The book and my professor say to use the parallelogram rule and then use sine law to find the solution like this http://i.imgur.com/dipBfjq.jpg?1 , but I do not see why it should be done this way; I understand that the axis are tilted slightly but I would think in order to solve this problem you would still use a right triangle rather than the parallelogram rule like this http://i.imgur.com/3Pazp0l.jpg?1 and I can turn the force into a vector and then find the component of the force onto the axis and I get the same answer that I would if I used right triangles like this http://i.imgur.com/naGp3us.jpg?1 . Now I'm assuming my professor and the book are correct(even though I would love to prove them wrong) so why would I use a parallelogram instead of a right triangle?
Also here is the answer in the back of the book http://i.imgur.com/5k4UaLC.jpg?1 .

 

[Mark44]

Your images are way too large. Please resize them to about 800 X 600 and repost them so that people will be able to see them without having to scroll across and from top to bottom.

 

[Mark44]

Much better! Thank you!

 

[Ray Vickson]

Homework Statement

I have a problem in a statics class that asks to find the component of a force acting along an axis seen here http://i.imgur.com/aZ1vMIu.jpg?1.

Homework Equations

The Attempt at a Solution

The book and my professor say to use the parallelogram rule and then use sine law to find the solution like this http://i.imgur.com/dipBfjq.jpg?1 , but I do not see why it should be done this way; I understand that the axis are tilted slightly but I would think in order to solve this problem you would still use a right triangle rather than the parallelogram rule like this http://i.imgur.com/3Pazp0l.jpg?1 and I can turn the force into a vector and then find the component of the force onto the axis and I get the same answer that I would if I used right triangles like this http://i.imgur.com/naGp3us.jpg?1 . Now I'm assuming my professor and the book are correct(even though I would love to prove them wrong) so why would I use a parallelogram instead of a right triangle?
Also here is the answer in the back of the book http://i.imgur.com/5k4UaLC.jpg?1 .

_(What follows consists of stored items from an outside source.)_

PR #217, opened 2023-10-25
Remove git dependency for CodeMap

waydegg:
This PR removes the need for CodeMap to be run on a file inside of a git repository. 

This is part of a larger effort to allow Mentat Sessions to be started in a non-git directory, which is required by the VSCode extension executable along with just being a very nice feature to have (users can open Mentat anywhere on the filesystem).

### DIFF
--- a/tests/code_feature_test.py
+++ b/tests/code_feature_test.py
@@ -6,15 +6,20 @@ from mentat.code_feature import CodeFeature, CodeMessageLevel, split_file_into_i
 
 def test_split_file_into_intervals(temp_testbed, mock_session_context):
     with open("file_1.py", "w") as f:
-        f.write(dedent("""\
+        f.write(
+            dedent(
+                """\
             def func_1(x, y):
                 return x + y
             
             def func_2():
                 return 3
-            """))
+            """
+            )
+        )
     code_feature = CodeFeature(Path("file_1.py"), CodeMessageLevel.CODE)
     interval_features = split_file_into_intervals(temp_testbed, code_feature, 1)
+
     assert len(interval_features) == 2
 
     interval_1 = interval_features[0].intervals[0]
--- a/tests/code_feature_test.py
+++ b/tests/code_feature_test.py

If you have vectors $\vec{u}$ and $\vec{v}$, you can decompose $\vec{u}$ into a component $\vec{u}_{||}$ that is parallel to $\vec{v}$ and a component $\vec{u}_{\perp}$ that is perpendicular to $\vec{v}$. That is,
$$\vec{u} = \vec{u}_{||} + \vec{u}_{\perp}$$
$$\vec{u}_{||} = \left(\frac{\vec{u} \cdot \vec{v} }{\vec{v} \cdot \vec{v}} \right) \vec{v}$$
$$\vec{u}_{\perp} = \vec{u} - \vec{u}_{||} = \vec{u}- \left( \frac{\vec{u} \cdot \vec{v} }{\vec{v} \cdot \vec{v}} \right) \vec{v}$$
So, if you can compute the inner product of $\vec{u}$ and $\vec{v}$ you are almost done. This works in any number of dimensions.

 

[HalfLostAndSearching]

I would like to point out that both methods presented (using the parallelogram rule and using right triangles) are valid and can lead to the correct solution. The choice of which method to use may depend on personal preference or the specific problem at hand.

Using the parallelogram rule allows for a graphical representation of the problem, which can be helpful in visualizing the components of the force. However, using right triangles may be more straightforward and easier to understand for some individuals.

Ultimately, as long as the correct components of the force are identified and calculated, either method can be used. It is important to understand the underlying principles and concepts behind each method, rather than just blindly following a specific approach.